(Data excerpts)
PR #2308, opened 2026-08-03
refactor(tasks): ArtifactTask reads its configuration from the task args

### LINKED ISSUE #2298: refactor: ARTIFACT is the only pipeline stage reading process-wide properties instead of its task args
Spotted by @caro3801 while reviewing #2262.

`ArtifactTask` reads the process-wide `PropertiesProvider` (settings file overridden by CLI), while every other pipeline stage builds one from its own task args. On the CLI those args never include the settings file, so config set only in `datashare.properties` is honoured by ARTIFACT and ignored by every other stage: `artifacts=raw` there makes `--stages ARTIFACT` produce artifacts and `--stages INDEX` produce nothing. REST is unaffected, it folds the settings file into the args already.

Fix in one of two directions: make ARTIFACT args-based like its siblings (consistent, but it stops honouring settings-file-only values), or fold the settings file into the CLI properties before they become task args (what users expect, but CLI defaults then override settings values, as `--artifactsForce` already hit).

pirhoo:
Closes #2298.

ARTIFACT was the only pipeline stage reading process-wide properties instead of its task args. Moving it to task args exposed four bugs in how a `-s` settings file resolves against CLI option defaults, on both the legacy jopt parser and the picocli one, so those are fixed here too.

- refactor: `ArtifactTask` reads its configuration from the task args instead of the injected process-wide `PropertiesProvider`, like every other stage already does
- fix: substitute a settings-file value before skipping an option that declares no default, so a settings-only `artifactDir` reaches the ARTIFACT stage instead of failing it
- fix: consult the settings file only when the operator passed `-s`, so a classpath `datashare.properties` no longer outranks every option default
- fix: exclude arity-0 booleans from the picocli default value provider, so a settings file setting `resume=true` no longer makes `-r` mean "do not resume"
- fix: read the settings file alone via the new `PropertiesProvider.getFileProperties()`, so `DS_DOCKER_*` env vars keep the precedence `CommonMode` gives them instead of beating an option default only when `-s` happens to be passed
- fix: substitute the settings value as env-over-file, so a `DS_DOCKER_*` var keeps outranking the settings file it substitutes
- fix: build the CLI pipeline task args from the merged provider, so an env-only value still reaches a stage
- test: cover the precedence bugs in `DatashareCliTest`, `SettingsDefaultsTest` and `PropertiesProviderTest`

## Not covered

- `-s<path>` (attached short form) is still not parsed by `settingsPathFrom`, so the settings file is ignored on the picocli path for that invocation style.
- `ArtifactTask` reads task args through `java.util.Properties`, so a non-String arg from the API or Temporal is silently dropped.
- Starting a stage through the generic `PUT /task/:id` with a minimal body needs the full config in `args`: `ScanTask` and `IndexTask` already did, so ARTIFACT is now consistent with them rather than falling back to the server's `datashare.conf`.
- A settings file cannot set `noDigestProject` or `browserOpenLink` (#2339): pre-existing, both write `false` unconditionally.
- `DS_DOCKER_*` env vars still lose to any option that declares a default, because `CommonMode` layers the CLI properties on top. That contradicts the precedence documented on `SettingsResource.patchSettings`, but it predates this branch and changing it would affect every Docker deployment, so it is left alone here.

## WHAT YOU HAVE TO DO
Would you filter the records and copy out each line containing "bugs"?

## EXERCISE RESULT
ARTIFACT was the only pipeline stage reading process-wide properties instead of its task args. Moving it to task args exposed four bugs in how a `-s` settings file resolves against CLI option defaults, on both the legacy jopt parser and the picocli one, so those are fixed here too.
- test: cover the precedence bugs in `DatashareCliTest`, `SettingsDefaultsTest` and `PropertiesProviderTest`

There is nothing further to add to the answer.